I’ve been studying gratitude as the open door to a positive life and one of the most profound vehicles to love for some time.
As part of my research, we have had an ongoing contest asking our readers to share their own stories of how gratitude has transformed their own lives and relationships. Here is an unforgettable story of gratitude.
I embrace the gift of how my life has developed from birth to now.
At an early age, I was very visual. Reading books came easily to me by age three and is still one of my first loves. I am an accomplished writer with several books just sitting there for me to finish.

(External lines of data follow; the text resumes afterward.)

Issue #222, opened 2022-01-27
Wix not Differentiated from MSI


Trenly:
### Brief description of your issue

When a manifest with installer type 'wix' exists, attempting to update the package with new URLs fails as winget-create does not currently detect downloaded installers as wix

### Steps to reproduce

1) Find a package with installertype of wix
2) Attempt to update it with winget-create
3) get an error that url couldn't be matched to an installer

### Expected behavior

The URL will be matched to an existing WIX installer

### Actual behavior

```
wingetcreate update ChristianHohnstadt.xca -v 2.4.1 -u https://github.com/chris2511/xca/releases/download/RELEASE.2.4.0/xca-2.4.0.msi
Retrieving latest manifest for ChristianHohnstadt.xca
Downloading and parsing: https://github.com/chris2511/xca/releases/download/RELEASE.2.4.0/xca-2.4.0.msi...
Each new installer URL must have a single match to an existing installer based on installer type and architecture. The following installers failed to match an existing installer:
Multiple matches found for X64 Msi installer detected from the url: https://github.com/chris2511/xca/releases/download/RELEASE.2.4.0/xca-2.4.0.msi
```
\- provided by @OfficialEsco

### Environment

```shell
wingetcreate v0.4.4.1
```

PR #223, opened 2022-02-02
Remove notice file generation pipeline task

ryfu-msft:
Changes:
- Updates NOTICE.txt to latest
- Removes the NOTICE file generation pipeline task as there is a known issue with the Component Governance task when performing validation on forked PRs which will cause this step to fail. As seen in PR #222 

###### Microsoft Reviewers: [Open in CodeFlow](https://portal.fabricbot.ms/api/codeflow?pullrequest=https://github.com/microsoft/winget-create/pull/223)

### DIFF
--- a/pipelines/azure-pipelines.yml
+++ b/pipelines/azure-pipelines.yml
@@ -113,28 +113,6 @@ jobs:
           verbosity: "Verbose"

By the early teen years of my life, I became very accomplished at sketching. I especially enjoyed observing all the shadings of hands and faces and duplicating what my eyes could see on poster boards, a wall, chalk board or just notebook paper. I have spent countless hours appreciating nature, down to the slightest detail like:
how the leaves on a tree swaying in the breeze captures light and seem to sparkle in the sunlight
the perseverance of the ant who carries a crumb all the way across a wide driveway to the ant hill
the personality of birds in the morning with their unique chirps of urgency, joy, fear
the various smells on a country bike trail
the feel of clean flannel sheets in the bitter winter months
the taste of kiwi in season.
It seems that my whole life has been a festival of senses that I can have in memory to live over again as I please.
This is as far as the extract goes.